While mathematizing, that is, participating in a discourse on mathematical objects, we tend to be simultaneously involved in the discourse of subjectifying, that is, in an overt or covert talk about participants. Clearly, the activity of subjectifying, unless tightly related to the performance of mathematical tasks, may reduce the participants’ engagement in mathematical discourse, thereby undermining the effectiveness of their mathematics learning. Particularly strong may be effects of subjectifying that takes the form of identification, that is, of telling stories on the properties of the learner rather than of her actions. Identity-constituting narratives, offered directly or indirectly by their protagonists, the learners, and by the people around them, tend to function as self-fulfilling prophecies and may thus have a long-term effect on learning: the student identified as “weak” will now be more likely to fail, and the one labeled as “strong” will be more determined to achieve success. The result will reinforce the previously constructed identities, reducing the chances for a change in a reverse direction (Ben-Yehuda et al. 2005; Sfard and Prusak 2005; Heyd-Metzuyanim 2015).

Teaching

In our society, young people enter the world of formalized mathematics mainly through opportunities for learning created for them by mathematics teachers. The teacher models the discourse for the learners and issues invitations for their active co-participation. One of the main questions to ask while trying to figure out possible outcomes of the teacher’s efforts is whether the students are offered an access to explorative mathematics or are rather encouraged to satisfy themselves with ritualized discourse (Adler and Sfard 2017).

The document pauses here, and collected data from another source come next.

PR #2201, opened 2021-09-10
fixes #2200: apoc.export allows writes anywhere in the host filesystem

### LINKED ISSUE #2200: apoc.export allows writes anywhere in the host filesystem
`apoc.export.*` allows writes anywhere in the host filesystem, we want to restrict these situations:

```
"apoc.export.csv.all"
"apoc.export.csv.data"
"apoc.export.csv.graph"
"apoc.export.csv.query"
"apoc.export.cypher.all"
"apoc.export.cypher.data"
"apoc.export.cypher.graph"
"apoc.export.cypher.query"
"apoc.export.cypher.schema"
"apoc.export.cypherAll"
"apoc.export.graphml.all"
"apoc.export.graphml.data"
"apoc.export.graphml.graph"
"apoc.export.graphml.query"
"apoc.export.json.all"
"apoc.export.json.data"
"apoc.export.json.graph"
"apoc.export.json.query"
```

conker84:
Fixes #2200

This PR restrict the cases when procedures are allowed to write data into the file system

  - Fixed the bug
  - Added tests

### DIFF
--- a/core/src/test/java/apoc/export/ExportCoreSecurityTest.java
+++ b/core/src/test/java/apoc/export/ExportCoreSecurityTest.java
@@ -1,6 +1,7 @@
 package apoc.export;
 
 import apoc.ApocConfig;
+import apoc.ApocSettings;
 import apoc.export.csv.ExportCSV;
 import apoc.export.cypher.ExportCypher;
 import apoc.export.graphml.ExportGraphML;
@@ -42,7 +43,8 @@ public class ExportCoreSecurityTest {
 
     @ClassRule
     public static DbmsRule db = new ImpermanentDbmsRule()
-            .withSetting(GraphDatabaseSettings.load_csv_file_url_root, directory.toPath().toAbsolutePath());
+            .withSetting(GraphDatabaseSettings.load_csv_file_url_root, directory.toPath().toAbsolutePath())
+            .withSetting(ApocSettings.apoc_export_file_enabled, false);
 
     @BeforeClass
     public static void setUp() throws Exception {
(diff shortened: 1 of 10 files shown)


core/src/test/java/apoc/export/ExportCoreSecurityTest.java
```diff
@@ -0,0 +1,189 @@
...
+public class ExportCoreSecurityTest {
+
+    private static File directory = new File("target/import");
+
+    static {
+        directory.mkdirs();
+    }
+
+    @ClassRule
+    public static DbmsRule db = new ImpermanentDbmsRule()
```
fbiville, line 44: maybe worth adding `apoc.export.file.enabled=false` just to be explicit?

core/src/test/java/apoc/export/ExportCoreSecurityTest.java
```diff
@@ -0,0 +1,189 @@
...
+            fail(message);
+        } catch (Exception e) {
+            assertExportError(e);
+        }
+        try {
+            db.executeTransactionally("CALL apoc.export." + exportMethod + ".query(\"RETURN 'hello' as key\", './hello', {stream:true})", Map.of(),
+                    Result::resultAsString);
+            fail(message);
+        } catch (Exception e) {
+            assertExportError(e);
```
fbiville, line 79: has something changed in this PR that makes the export fail? initial (internal) issue report stated that this export would (wrongly) succeed and we don't see anything in `checkWriteAllowed` that would prevent the export when `stream` is `true`

conker84: This case should be allowed only if `apoc.export.file.enabled=true` but in those test cases we only test `apoc.export.file.enabled=false`

fbiville (approved):

JMHReif (approved):

PR #2259, opened 2021-10-25
Fixes #2037: apoc.export.cypher.all to generate constraints with IF NOT EXISTS

### LINKED ISSUE #2037: apoc.export.cypher.all to generate constraints with IF NOT EXISTS
Add an option (or make default) the generation of IF NOT EXISTS when outputting the cypher to generate the constraints.
Currently if the loading of the cypher file is interrupted it requires to remove the constraints to be running without error.

## Considered alternatives
N/A

This allows to re-run a generated cypher (in case it did not complete) specially if MERGE is the strategy used.

vga91:
Fixes neo4j-contrib#2037
Fixes neo4j-contrib#2073

Changed index creation with new syntax

### DIFF
--- a/core/src/main/java/apoc/export/util/ExportConfig.java
+++ b/core/src/main/java/apoc/export/util/ExportConfig.java
@@ -24,6 +24,7 @@ public class ExportConfig {
     public static final String DEFAULT_ARRAY_DELIM = ";";
     public static final String DEFAULT_QUOTES = ALWAYS_QUOTES;
     private final boolean streamStatements;
+    private final boolean ifNotExists;
 
     private int batchSize;
     private boolean silent;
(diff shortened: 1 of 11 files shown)


core/src/main/java/apoc/export/util/ExportConfig.java
```diff
@@ -97,6 +98,7 @@ public ExportConfig(Map<String,Object> config) {
         this.config = config;
         this.streamStatements = toBoolean(config.get("streamStatements")) || toBoolean(config.get("stream"));
         this.writeNodeProperties = toBoolean(config.get("writeNodeProperties"));
+        this.ifNotExists = toBoolean(config.get("ifNotExists"));
```
jexp, line 101: should the default be true? so it's more idempotent

jexp: and then folks that have older versions can disable it.
or we introduce it here with default false and then change it in the next release (4.4)?

jexp (approved):

havardthom:
Can this also be merged to 4.4?

conker84:
@havardthom done: https://github.com/neo4j-contrib/neo4j-apoc-procedures/pull/2512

Contributions of Commognitive Research: Past and Future

The commognitive approach may be claimed to have a number of strengths. First, research methods grounded in its underlying non-dualist onto-epistemology make it possible to investigate learning on both individual and collective levels and lead to a high-resolution picture of the relevant processes. Commognitive analyses reveal the highly consequential nature of even the tiniest of the teachers’ moves. Second, the constantly expanding commognitive theory brings its own insights about mathematics learning and informs the teaching of mathematics in ways that often go against widely endorsed pedagogical principles. Last but not least, the disappearance of the thought-communication dichotomy dissolves some of the time-honored dilemmas that proved untreatable within the confines of the traditional dualist approaches. The non-duality implies that both types of phenomena can be researched, at least in principle, with the same set of conceptual tools, even if not in the same ways and not with an equal ease. One time-honored quandary that becomes treatable with these unified tools is the question of our uniquely human capacity for changing our ways of doing things from one generation to another (for societal learning). Unaccounted for by the traditional theorizations of learning, this special capacity for accumulating the complexity of our actions can now be explained by taking a close look at processes of development, in which discourses remain in a co-constitutive interaction with physical tools. With the tools together, they function as practically unbounded compressors, repositories, and disseminators of complexity. Since societal learning is the signature feature of the human species, commognition may be said to have made a tentative contribution to solving the puzzle of human uniqueness.

Whereas some of the old quandaries may now be regarded as dissolved, some other ones invite further commognitive study. In spite of the progress already made, figuring out the mechanisms of discourse development, whether ontogenetic or historical, is nowhere close to disappearing from the researcher’s to-do list. The same may be said about the task of mapping the co-constitutive relations between our discursive and practical activities or about the project of fathoming mutual influences of mathematics and other discourses practiced in different societies. If successful in tackling these and similar issues, commognitive researchers may produce insights, the relevance and impact of which are likely to go beyond the practice of learning and teaching mathematics.